(ACTION ITEM):
Your answer should consist only of the lines below from the one with "Prevent strange input" through the one with "### LINKED ISSUE #341: [feature] git guilt", copied exactly.

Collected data
- - -

PR #312, opened 2015-02-11
Added in option to concat extra feature names

RichardLitt:
This takes any extra arguments supplied to `$git feature` and sets
them as the new feature name. For instances, instead of throwing an
error if `$git feature new thing` is called, it will create branch
`feature/new-thing`.


hemanth:
:+1:

PR #314, opened 2015-02-12
[feature] add custom commit message options supports

snowyu:
+ new optional argument "-m" to custom commit message instead of the default commit message.

```bash
git release v1.0.0 -m "+ cusom commit message supports"
```

### DIFF
--- a/man/git-release.md
+++ b/man/git-release.md
@@ -3,11 +3,11 @@ git-release(1) -- Commit, tag and push changes to the repository
 
 ## SYNOPSIS
 
-`git-release` &lt;tagname&gt; [-r &lt;remote&gt;] [-c]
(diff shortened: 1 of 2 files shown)


man/git-release.md
```diff
@@ -30,6 +34,10 @@ git-release(1) -- Commit, tag and push changes to the repository
 
     $ git release 0.1.0
 
+  * Release commit with the given &lt;tagname&gt; and custom commit message.
+
+    $ git release 0.1.0 -m "+ powerful feature added."
```
hemanth: With `"+ powerful feature added."` the commit message would look like?

snowyu:
It's just an example. The defaults commit message is "Release ${version}", but now you can custom your commit message.

hemanth:
SG.

PR #316, opened 2015-02-16
changelog config

pirxpilot:
Added support for git config:
- `changelog.format` - let's you change the `--pretty` format
- `changelog.opts` - is passed directly to git-log when generating

The idea behind those is that by manipulating global (per machine) and local (per repo) git config you can make `git-changelog` work seamlessly with all the legacy formats people use in various projects.

The defaults remain unchanged - if you don't configure any options, the changelog behaves as it did before those changes.

Also: some  superfluous white-space removal - if it turns our I am seeing things just don't take that commit.

### DIFF
--- a/bin/git-changelog
+++ b/bin/git-changelog
@@ -3,7 +3,9 @@
 FILE=""
 LIST=false
 TAG="n.n.n"
-GIT_LOG_OPTS=""
+GIT_LOG_OPTS=$(git config changelog.opts)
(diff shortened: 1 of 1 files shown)


hemanth:
@pirxpilot Nice, could you please squash the commits?

pirxpilot:
sure: everything as one commit one

hemanth:
Thanks.

Issue #302, opened 2014-12-29
summary prints folder instead of project name


benbacardi:
If you're inside a subfolder inside the git repo, `git summary` prints the name of the folder you're in under `project:` instead of the actual name of the project:

```bash
ben@mb18154:~/github/git-extras/bin$ git summary

 project  : bin
```

PR #317, opened 2015-02-19
git-summary correctly displays project name

jykntr:
git-summary correctly displays project name when not executed in the top
level directory of a repository.  Fixes tj/git-extras#302.

Uses the git-sh-setup script to find top level directory and then uses
that directory name for the project name.


hemanth:
`git exec-path` nice, thanks.

Issue #321, opened 2015-03-05
Add merge-to


adius:
How about adding a `merge-to` command like described here: http://stackoverflow.com/questions/3672073/git-merge-to-another-branch ?

hemanth:
SGTM. Would like to hear it from @tj and @spacewander.

pfctgeorge:
:+1:

spacewander:
That will be useful. I will try to implement it next week.

hemanth:
Cool, @adius might also be interested.

adius:
Interested in implementing? I would if I have to, but if someone is more eager to implement it … sure, go ahead. =P
I was just wondering if merge-to is the right term. Maybe rather merge-into?

hemanth:
heh heh! `merge-into` is a better name.

PR #323, opened 2015-03-10
add git-merge-into

spacewander:
For the proposal #321

### DIFF
--- a/bin/git-merge-into
+++ b/bin/git-merge-into
@@ -1,0 +1,34 @@
+#!/bin/bash
+
+current_branch() {
+    git rev-parse --abbrev-ref HEAD
+}
+
+usage() {
+    echo "Usage: git merge-into [src] dest [--ff]"
+}
+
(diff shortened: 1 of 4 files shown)


spacewander:
This command works as http://stackoverflow.com/questions/3672073/git-merge-to-another-branch describes.

At first, I tried to implement `merge-into` with `git push`, as the highest voted answer does. Soon I found out it only works with fast-forward mode.

Then, I implement `merge-into` based on `git checkout` and `git merge`. But here is a problem, while user is running `git-merge-into`, there will be temporary change in working tree due to `git checkout`. If the user has some hooks with files change, this command will trigger them accidentally.

Hence, I add `--ff` to the command. If the user make sure the branch can be merged fast-forward, he/she'd like to use this option to avoid potential risk.

hemanth:
:+1: Awesome. 

Please update the wiki as well.

PR #324, opened 2015-03-11
Support ~ in git-ignore

chernjie:


hemanth:
Neat, could you please squash the commits?

hemanth:
Separate commits makes sense in this case. Thanks.

PR #327, opened 2015-03-14
Updated bash completions for better-changelog.

markeissler:
Missed updating bash completions on the first go around.


hemanth:
Thanks.

PR #331, opened 2015-03-16
git-changelog fixes

markeissler:
Fix for when tag and HEAD point to the same commit. Fix for when a branch name appears as a tag (happens when gitflow is used).

Hopefully that's it for now. :)


hemanth:
:+1:

PR #334, opened 2015-03-17
when deleting merged branches, preserve "svn" branch for git-svn

### LINKED ISSUE #328: git delete-merged-branches: don't delete "svn"
When I run `git delete-merged-branches`, I don't want it to delete my `svn` branch, which is needed by svn.

Can you make this the default behaviour? If not, can you add a configurable whitelist of branches to keep, either globally or per-project?

paulschreiber:
Fixed #328


hemanth:
Thank you.

PR #344, opened 2015-04-08
Prevent strange input and environment variables from causing issues

Somasis:
GNU `grep` always looks for GREP_OPTIONS in the environment, and since
we don't unset it on run, this can result in some issues concerning the
usage of `grep` in scripts. So, we should unset it so nothing strange
can occur.

In addition, strange things can happen if you give `grep` input, and
it interprets it as an argument. So, we should use `--` whenever using
it for patterns that have a chance to be influenced by the user.

### DIFF
--- a/Makefile
+++ b/Makefile
@@ -5,7 +5,7 @@ BINS = $(wildcard bin/git-*)
 MANS = $(wildcard man/git-*.md)
 MAN_HTML = $(MANS:.md=.html)
 MAN_PAGES = $(MANS:.md=.1)
-LIB = "helper/git-extra-utility"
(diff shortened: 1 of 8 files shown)


hemanth:
Thank you!

nicolaiskogheim:
This breaks `git alias` for me. Haven't tested the other changes this introduces.

hemanth:
@nicolaiskogheim Oh, shall we revert?

nicolaiskogheim:
I don't know if the changes besides the one on `git alias` does what it is supposed to do, so I wouldn't rush it before having tested it.
But we need `git alias` working before release anyway. I'll send a PR.

hemanth:
Awesome!

PR #345, opened 2015-04-09
Hope to fix #341

### LINKED ISSUE #341: [feature] git guilt
> Calculates the change in blame between two revisions.

> git-guilt is a little tool I wrote that lets you see the transfer of blame in a repository caused by a range of commits. For example, if you wanted to see how blame shifted from one author to another during your last commit

Maybe this should be added to the git-extras? It's very useful to find reviewers for pull requests.

Detailed explanation:
https://www.atlassian.com/git/articles/git-guilt-blame-and-code-review#introducing..-git
https://www.npmjs.com/package/git-guilt

spacewander:
1. Change the regex `[:digit:]` to `0-9`, make it compatible with mawk.
2. Filter the output of `git blame` and only store the result into tmp file - to reduce the size of tmp file.
3. use `@` as the default value of `until`

### DIFF
--- a/bin/git-guilt
+++ b/bin/git-guilt
@@ -32,16 +32,6 @@ do
 done
 
 cd "$(git-root)" # cd for git blame
-SINCE_LOG=$(git_extra_mktemp)
-UNTIL_LOG=$(git_extra_mktemp)
-for file in $(git diff --name-only "$@")
-do
-    test -n "$DEBUG" && echo "git blame $file"
-    # $1 - since $2 - until
-    git blame $NOT_WHITESPACE --line-porcelain "$1" -- "$file" 2> /dev/null >> $SINCE_LOG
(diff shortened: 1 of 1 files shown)


bin/git-guilt
```diff
@@ -49,19 +39,29 @@ then
...
     PATTERN='s/^author //p'
 fi
-sed -n "$PATTERN" $SINCE_LOG | sed 's/^\(.\)/- \1/' >> $MERGED_LOG
-sed -n "$PATTERN" $UNTIL_LOG | sed 's/^\(.\)/+ \1/' >> $MERGED_LOG
+
+for file in $(git diff --name-only "$@")
+do
+    test -n "$DEBUG" && echo "git blame $file"
+    # $1 - since $2 - until
+
```
robertwhitebit: Either you are missing a space character or the line should be empty overall. :wink:

spacewander: @robertwhitebit 
I removed it right now. Now it looks more compact.

PR #354, opened 2015-04-16
Don't treat ignored patterns as regexps

rkennedy:
See issue 353 for details of the bug. This adds the `grep` arguments `-F` (to turn of regex processing) and `-x` (to turn off substring matching) when checking for duplicate entries in *.gitignore*. Both are POSIX arguments, so should be portable.


rkennedy:
This was not the set of commits I intended to include. I meant to include just c68f0d9. Please accept my apologies and ignore this request.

- - -

(EXPECTED ANSWER):
Prevent strange input and environment variables from causing issues

Somasis:
GNU `grep` always looks for GREP_OPTIONS in the environment, and since
we don't unset it on run, this can result in some issues concerning the
usage of `grep` in scripts. So, we should unset it so nothing strange
can occur.

In addition, strange things can happen if you give `grep` input, and
it interprets it as an argument. So, we should use `--` whenever using
it for patterns that have a chance to be influenced by the user.

### DIFF
--- a/Makefile
+++ b/Makefile
@@ -5,7 +5,7 @@ BINS = $(wildcard bin/git-*)
 MANS = $(wildcard man/git-*.md)
 MAN_HTML = $(MANS:.md=.html)
 MAN_PAGES = $(MANS:.md=.1)
-LIB = "helper/git-extra-utility"
(diff shortened: 1 of 8 files shown)


hemanth:
Thank you!

nicolaiskogheim:
This breaks `git alias` for me. Haven't tested the other changes this introduces.

hemanth:
@nicolaiskogheim Oh, shall we revert?

nicolaiskogheim:
I don't know if the changes besides the one on `git alias` does what it is supposed to do, so I wouldn't rush it before having tested it.
But we need `git alias` working before release anyway. I'll send a PR.

hemanth:
Awesome!

PR #345, opened 2015-04-09
Hope to fix #341

### LINKED ISSUE #341: [feature] git guilt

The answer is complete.